Learn more about Java basics
Spark technology Insider: Stage partitioning and submitting source code analysis
Narrow and wide dependencies
Narrow depends on:
Each partition of the parent RDD is used by at most one partition of the child RDD. In this case, one partition of the parent RDD corresponds to one partition of the child RDD, and two partitions of the parent RDD correspond to one partition of the child RDD. In the figure, Map /filter and Union belong to situation 1, and join with inputs co-partitioned belongs to situation 2.
Wide depends on:
The partition of the child RDD depends on all partitions of the parent RDD because of shuffle operations, such as groupByKey and uncoordinated join, as shown in the figure.
DAG
DAG, short for Directed Acyclic Graph, is often used for modeling. Spark uses DAG to model THE RDD relationship and describes the Dependency of RDD, which is also called LINEAGE. RDD Dependency is maintained by Dependency. Refer to Spark RDD Dependency. The corresponding implementation of DAG in Spark is DAGScheduler.
Stage
In Spark, the DAG graph is divided into different stages based on the dependency between RDD. A Job is divided into multiple tasksets, and each task group is called a Stage. For narrow dependencies, partition conversion can be completed in the same thread due to the certainty of partition dependencies. Narrow dependencies are divided into the same stage by Spark. For wide dependencies, only after the parent RDD shuffle is completed, The next stage will start the next calculation.
Stage division idea
-
Therefore, the overall idea of Spark dividing stages is as follows: Start from back to front, break off when wide dependency occurs, and divide into a stage.

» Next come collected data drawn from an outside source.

PR #3678, opened 2023-01-10
[15.0][ADD] merge account_statement_import_base into account_statement_import

hbrunn:
the `_base` module has been dropped during the migration


legalsylvain (approved):

openupgrade_scripts/apriori.py
```diff
@@ -35,12 +35,16 @@
...
+    # OCA/bank-statement-import
+    "account_statement_import_base": "account_statement_import",
     # OCA/hr
     "hr_recruitment_notification": "hr_recruitment",
     # OCA/hr-attendance
     "hr_attendance_user_list": "hr_attendance",
     # OCA/product-attribute
     "stock_account_product_cost_security": "product_cost_security",
+    # OCA/server-ux
+    "mass_operation_abstract": "mass_editing",
```
MiquelRForgeFlow: not sure about this. please, could you give us some kind of proof?

hbrunn: we have the dependency in v13: https://github.com/OCA/server-ux/blob/13.0/mass_editing/__manifest__.py#L15 but it's gone in v14: https://github.com/OCA/server-ux/blob/14.0/mass_editing/__manifest__.py#L15, while the module still exists.
It doesn't exist in v15 any more, that's why I added the merge there. Or we treat that as an abandoned module, then it will have to be cleaned up with database_cleanup

MiquelRForgeFlow: I see.

Selection_717

My opinion then is not to merge and treat it as an abandoned module.

hbrunn: agreed, removed that part

MiquelRForgeFlow (changes requested):
It seems this must be pumped to v16.

hbrunn:
thanks, indeed

hbrunn:
...as you added that, should we do s merge at all? Won't we use it for every version but it just doesn't happen to be migrated?

MiquelRForgeFlow:
I would says, let's wait and see what happens finally in OCA/bank-statement-import v16, as there are several not yet merged PRs...

PR #3680, opened 2023-01-10
[16.0][MIG] openupgrade_framework, base v16

hbrunn:
this is preliminary because I didn't yet go through all monkey patches to verify we still need them, but this lets the base migration run without crashing

TODO:
- [x] verify we still need all monkey patches and no new ones
- [x] re-add the testing framework for migration scripts


openupgrade_scripts/scripts/base/16.0.1.3/post-migration.py
```diff
@@ -0,0 +1,45 @@
...
+@openupgrade.migrate()
+def migrate(env, version):
+    openupgrade.load_data(env.cr, "base", "16.0.1.3/noupdate_changes.xml")
+
+    if openupgrade.table_exists(
+        env.cr, "ir_translation"
+    ) and not openupgrade.table_exists(env.cr, "_ir_translation"):
+        openupgrade.rename_tables(env.cr, [("ir_translation", "_ir_translation")])
+
+    openupgrade_160.migrate_translations_to_jsonb(
```
StefanRijnhart: Rather than on a module by module basis, can we do this here for all translatable fields in the database? I see the lib method uses the models from the environment, so that would have to be addressed.

StefanRijnhart:
Please copy any preexisting `company_registry` values on `res.company` records to `res.partner`.

openupgrade_scripts/scripts/base/16.0.1.3/post-migration.py
hbrunn: this would mean we have to convert columns to jsonb manually, and we'd also not be able to use https://github.com/OCA/OCB/blob/16.0/odoo/tools/translate.py#L1551 because this also expects the registry to be loaded for the field in question.

Or do you mean to move this to end-migration and do it in bulk there?

pedrobaeza: The second one as we both talked in OCA days :wink:

StefanRijnhart: Well, if it was the end-migration the process would not be applied to modules that are not loaded at that moment, such as when a setup is migrated from 15 to 17 and some modules are not provided for 16.0. So I would prefer here using our own SQL logic (also for performance).

StefanRijnhart: I mean, you can still do it in the end-migration so that you can benefit from the models that *are* in the environment to report any non-standard table names, but I would prefer to have models that are not loaded at that point covered as well, as much as possible.

pedrobaeza: OK, I see, but I'm not sure if we can deduce which SQL columns to convert.

StefanRijnhart: I think we can go by the value in the `translate` column in `ir_model_fields`.

StefanRijnhart: Oh, I must admit that an exception are the fields with a `callable` translate value. This is not available for fields that are not loaded in the environment (at the end stage).
Fortunately, this is not entirely ambiguous because those fields' database translations have type `model_terms` rather than `model`.

hbrunn:
I've added the testing part in https://github.com/OCA/OpenUpgrade/pull/3680/commits/3ea5741f512575782df1ca2558f5452cfe2f588f, but the [test for base I added](https://github.com/OCA/OpenUpgrade/pull/3680/commits/3ea5741f512575782df1ca2558f5452cfe2f588f#diff-08e429ab7266e360a22d3570870434ee1a74fa2c06f1bedacd5f455e67796454R7) will fail on CI because because the data isn't set anywhere.

In older times we had the tests load a bunch of yaml files via `--test-file`, but that's only python by now and then also unittests only.

What do you think of just executing all sql in `openupgrade_scripts/scripts/$module/$version/tests/*.sql` before `$module`'s pre-migration script is run?

In the case of the base migration, that would be something like

```sql
--- set company_registry in v15 to be sure we migrate it correctly to v16
update res_company c set company_registry='424242' from ir_model_data d where d.name='main_company' and c.id=d.res_id
```

pedrobaeza:
OK, seems a good option.

openupgrade_scripts/scripts/base/16.0.1.3/post-migration.py
hbrunn: I've implemented that in https://github.com/OCA/OpenUpgrade/pull/3680/commits/25830ead71b0183c91c7e486ad9295bcca95a6b2

hbrunn:
test data now happens in https://github.com/OCA/OpenUpgrade/pull/3680/commits/fdfb642b31a4f10e242afb277c347196a356525e

StefanRijnhart:
Thanks for reimplementing tests! On the one hand, this is a really lean and clean solution, but on the other hand, if we would be able to create data through one or more Odoo shell scripts, that might make it easier for contributors to create (more complex) tests. That does imply installing the previous version of Odoo first in the Github workflow first (like we had in the past) to run the shell scripts on the test database. How does everybody feel about that?

openupgrade_scripts/scripts/base/16.0.1.3/post-migration.py
StefanRijnhart: Brilliant, thanks! Shall I recreate a new version of the template database and install an additional language in it? We can then add a test :heart_eyes:
Do you plan a special treatment in the end-migration for fields that have a callable value for `translate` (once the field is loaded in the environment)?

openupgrade_scripts/scripts/base/16.0.1.3/pre-migration.py
```diff
@@ -0,0 +1,92 @@
...
+        "WHERE r.view_id=v.id AND v.inherit_id IS NOT NULL AND v.mode != 'primary'"
+    )
+
+    # update all translatable fields
+    cr.execute(
+        "SELECT f.name, m.model FROM ir_model_fields f "
+        "JOIN ir_model m ON f.model_id=m.id WHERE f.translate"
+    )
+    for field, model in cr.fetchall():
+        table = model.replace(".", "_")
```
StefanRijnhart: I think we will end up here with a hard coded list of non-standard table names here to cover those models as well (if only to get rid of the warnings). Maybe you can already introduce it at this point and populate it with the known ir.actions* mapping.

hbrunn:
So we do something like

```shell
for f in $script_path/*/*/tests/data*.py; do
    odoo-bin(N-1) shell < $f
```

in the test script?

And do we want to keep SQL as an alternative or do everything this way?

StefanRijnhart:
Yes, that's it! And keeping the SQL method apart from that would be redundant I feel.

openupgrade_scripts/scripts/base/16.0.1.3/post-migration.py
hbrunn: I actually didn't think about translate=callable yet, I think that can be a later problem.

The DB with an additional language would be very welcome indeed.

StefanRijnhart:
@hbrunn new database is now uploaded with the French language installed.
```
15.0=> select count(*), lang from ir_translation group by lang;
 count | lang  
-------+-------
 56087 | fr_FR
(1 row)
```
I reran tests and they are still green! Would you like to add another test specifically to test one or two translations?

hbrunn:
I would, but probably won't this week. Thank you for this, I clicked 'rerun all jobs'

StefanRijnhart:
No problem. Would you also be so kind as to add an annotated analysis_work file with a TODO for the fields that have a callable `translate` attribute?

pedrobaeza:
I think #3706 can be also included here, as the v15 DB may be populated before this Odoo commit was present.

TadeuszKarpinski:
How can I start tests locally? Init 15.0 db with data, then migrate and run tests?

hbrunn:
@TadeuszKarpinski it's much too early to run any user tests, this PR is the bare necessities to start writing migration scripts

hbrunn:
@StefanRijnhart added a test for french and the _work file, @pedrobaeza added your commit

openupgrade_framework/README.rst
```diff
@@ -14,13 +14,16 @@ Openupgrade Framework
...
     :alt: License: AGPL-3
 .. |badge3| image:: https://img.shields.io/badge/github-OCA%2FOpenUpgrade-lightgray.png?logo=github
-    :target: https://github.com/OCA/OpenUpgrade/tree/15.0/openupgrade_framework
+    :target: https://github.com/OCA/OpenUpgrade/tree/16.0/openupgrade_framework
     :alt: OCA/OpenUpgrade
 .. |badge4| image:: https://img.shields.io/badge/weblate-Translate%20me-F47D42.png
-    :target: https://translation.odoo-community.org/projects/OpenUpgrade-15-0/OpenUpgrade-15-0-openupgrade_framework
+    :target: https://translation.odoo-community.org/projects/OpenUpgrade-16-0/OpenUpgrade-16-0-openupgrade_framework
     :alt: Translate me on Weblate
+.. |badge5| image:: https://img.shields.io/badge/runboat-Try%20me-875A7B.png
```
pedrobaeza: There's no such runboat, and it will be misleading anyway thinking that users can try the migration.

docsource/modules150-160.rst
```diff
@@ -66,7 +66,7 @@ Module coverage 15.0 -> 16.0
 +-------------------------------------------------+----------------------+-------------------------------------------------+
 | barcodes_gs1_nomenclature                       |                      |                                                 |
 +-------------------------------------------------+----------------------+-------------------------------------------------+
-| base                                            |                      |                                                 |
+| base                                            |                      |Partial                                          |
```
pedrobaeza: The third column is for indicating if no DB layout changes. It should be filled in the second column, and `Partial` is not recognized for the modules to test according the "parser" integrated in the GH action. They are `Done` or `Nothing to do`.

You can put `Done. Partial` though.

openupgrade_scripts/scripts/base/16.0.1.3/post-migration.py
```diff
@@ -0,0 +1,14 @@
+# Copyright 2023 Hunki Enterprises BV (https://hunki-enterprises.com)
+# License AGPL-3.0 or later (http://www.gnu.org/licenses/agpl.html).
+
+from openupgradelib import openupgrade
+
+
+@openupgrade.migrate()
+def migrate(env, version):
+    openupgrade.load_data(env.cr, "base", "16.0.1.3/noupdate_changes.xml")
+
```
pedrobaeza: Please don't put empty lines inside a method.

openupgrade_scripts/scripts/base/16.0.1.3/pre-migration.py
```diff
@@ -0,0 +1,114 @@
...
+
+from openupgradelib import openupgrade
+from psycopg2.extensions import AsIs
+
+from odoo import tools
+
+_logger = logging.getLogger(__name__)
+
+try:
+    from odoo.addons.openupgrade_scripts.apriori import merged_modules, renamed_modules
```
pedrobaeza: Why not letting it failed directly? If not, people don't read...

openupgrade_scripts/scripts/base/16.0.1.3/pre-migration.py
```diff
@@ -0,0 +1,114 @@
...
+    odoo/modules/registry.py will break on the 'base' module not yet having
+    been instantiated.
+    """
+    if "openupgrade_framework" not in tools.config["server_wide_modules"]:
+        _logger.error(
+            "openupgrade_framework is not preloaded. You are highly "
+            "recommended to run the Odoo with --load=openupgrade_framework "
+            "when migrating your database."
+        )
+
```
pedrobaeza: Please avoid empty lines inside a method. It's recommended in PEP8 and visually you already have the comment lines for separating blocks.

openupgrade_scripts/scripts/base/16.0.1.3/pre-migration.py
hbrunn: I just took that over from the previous version, remove then?

hbrunn:
coverage would be nice though, but that can be another PR

openupgrade_scripts/scripts/base/16.0.1.3/pre-migration.py
pedrobaeza: I think it's better to crash if you have this situation than having a weird error and a crash later when running the scripts.

pedrobaeza:
And please squash commits for merging this.

hbrunn:
rebased

pedrobaeza (approved):

StefanRijnhart:
Thanks for the updates, and great work overall!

When a narrow dependency is encountered, the RDD is added to the stage. Therefore, in the figure above,RDD C,RDD D,RDD E,RDDF are built in A stage,RDD A is built in A separate stage, and RDD B and RDD G are built in the same stage.
-
In Spark, there are two types of tasks: ShuffleMapTask and ResultTask.

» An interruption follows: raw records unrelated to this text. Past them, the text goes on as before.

PR #3683, opened 2023-01-13
[15.0][OU-ADD] project_timeline_task_dependency: Merged with project_timeline

CarlosRoca13:
As said in this comment https://github.com/OCA/project/pull/942#discussion_r935782545 this module is deprecated in v15 as the feature is added at project_timeline level

cc @Tecnativa TT40300

ping @chienandalu @pedrobaeza

### DIFF
--- a/openupgrade_scripts/apriori.py
+++ b/openupgrade_scripts/apriori.py
@@ -49,6 +49,7 @@ merged_modules = {
     # OCA/project
     "project_mail_chatter": "project",
     "project_task_dependency": "project",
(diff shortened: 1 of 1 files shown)


pedrobaeza:
This should be `[OU-ADD]`, not `[MIG]`. You are not migrating the module, but adding a new OpenUpgrade specification. And also rephrase the part where it's saying `project_timesheet` instead of  `project_timeline`.

pedrobaeza (approved):

PR #3684, opened 2023-01-13
[13.0][OU-FIX] account: rename xml id of account.payment.term

HekkiMelody:
Seems to me that these two records are the same record, so trying to rename them instead of trying to delete one and creating a duplicate.

### DIFF
--- a/addons/account/migrations/13.0.1.1/post-migration.py
+++ b/addons/account/migrations/13.0.1.1/post-migration.py
@@ -1100,7 +1100,6 @@ def migrate(env, version):
             "account.invoice_comp_rule",
             "account.voucher_comp_rule",
             "account.voucher_line_comp_rule",
-            "account.account_payment_term_net",
             "account.reconciliation_model_default_rule",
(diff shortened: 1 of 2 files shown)


legalsylvain (approved):
Hi. 

The settings is the same, and the replacement is done in the same commit. :+1: for me.
https://github.com/odoo/odoo/commit/d4710d92ddbc37f92e8d9685d749a971c47b70b4#diff-b5bf1196ef534878acf18cb53a67973b6aee1b89afacbf0cd559cd7c7523cbafL54

CC : @alexis-via could you take a look on this one ?

pedrobaeza:
Yes, the change is OK. Please rename the commit:

- It shouldn't include the version. That's just for the PR title, not the commit message.
- Put as prefix `[OU-FIX]`, to distinguish that this is something of OpenUpgrade, and not a regular fix for the Odoo code.

HekkiMelody:
Done. Thank you for the pointers.

PR #3899, opened 2023-05-31
[16.0][OU-ADD] calendar

remytms:
No DB changes.

Import changed noupdate mail templates and removed translations for them.


openupgrade_scripts/scripts/calendar/16.0.1.1/post-migration.py
```diff
@@ -0,0 +1,17 @@
...
+    "calendar_template_meeting_invitation",
+    "calendar_template_meeting_reminder",
+    "calendar_template_meeting_update",
+]
+
+
+@openupgrade.migrate()
+def migrate(env, version):
+    openupgrade.load_data(env.cr, "calendar", "16.0.1.1/noupdate_changes.xml")
+    openupgrade.delete_record_translations(env.cr, "calendar", _translations_to_delete)
```
pedrobaeza, line 17: The method `delete_record_translations` is no longer valid for v16, as it deletes rows in `ir_translation` table:

https://github.com/OCA/openupgradelib/blob/f87f553aca1e8fb8447bc152473518c6b070ed1a/openupgradelib/openupgrade.py#L2610

which is no longer used in this version. It doesn't fail, because this table is brought from v15.

so `openupgradelib` must be updated to handle this new situation. Options:

- This method is still used, but putting special code for v16 that rewrites the field removing other languages.
- With investigation, if method `load_data` can be improved, including a new keyword parameter `overwrite_translation` or similar, that makes this job at the same time as the XML data is loaded.

pedrobaeza (changes requested):

openupgrade_scripts/scripts/calendar/16.0.1.1/post-migration.py
remytms: Thank you for the review. I will take a look on how to improve `delete_record_translations()`.

MiquelRForgeFlow: Handled in https://github.com/OCA/openupgradelib/pull/328.

remytms:
This is not blocked by dependencies anymore, since `base` and `mail` has been merged. :)

MiquelRForgeFlow (approved):

PR #3904, opened 2023-06-01
[IMP] migration_details: adjust configuration

AungKoKoLin1997:
@qrtl

### DIFF
--- a/docsource/migration_details.rst
+++ b/docsource/migration_details.rst
@@ -54,10 +54,10 @@ backup of your live database before you start this process!
 
 Edit the configuration files and command line parameters to point to the
 database you are going to upgrade. The recommended command line parameters are the
-``--update all --stop-after-init --load=base,web,openupgrade_framework`` flags.
+``--upgrade-path=<path_to_openupgrade>/openupgrade_scripts/scripts --update all --stop-after-init --load=base,web,openupgrade_framework`` flags.
 
 For versions earlier than 14.0 that are running the OpenUpgrade fork rather
-than Odoo itself, you do not pass the `load` parameter.
+than Odoo itself, you do not pass the `load` parameter nor `upgrade-path` parameters.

- ResultTask: For the last Stage (i.e., ResultStage) in the DAG graph, a ResultTask is generated that has the same number of partitions as the last RDD (the last edge in the DAG graph) in the DAG graph
- ShuffleMapTask: For the non-final Stage (i.e., ShuffleMapStage), ShuffleMapTask is generated with the same number of last RDD partitions for the Stage
-
The number of tasks in each Stage is determined by the number of partitions of the last RDD in the Stage
Note: The execution of the same Stage is serial. For example, in RDD C-D-F of Stage2, assuming that there is only one CPU core, Spark executes one data in the c-D-F sequence before running the next data. Instead of computing all the data from RDD C to RDD D, and then computing RDD F.
conclusion
The division of width dependence of RDD is to divide stages, which is to realize the Pipline calculation model. The calculation mode of Pipline can realize the localization of data in the form of high-order functions in a way of pipeline flow, and transfer logic without data transmission. Data is dropped when the Pipline algorithm encounters a persistence operator or Shuffle (wide dependency operator).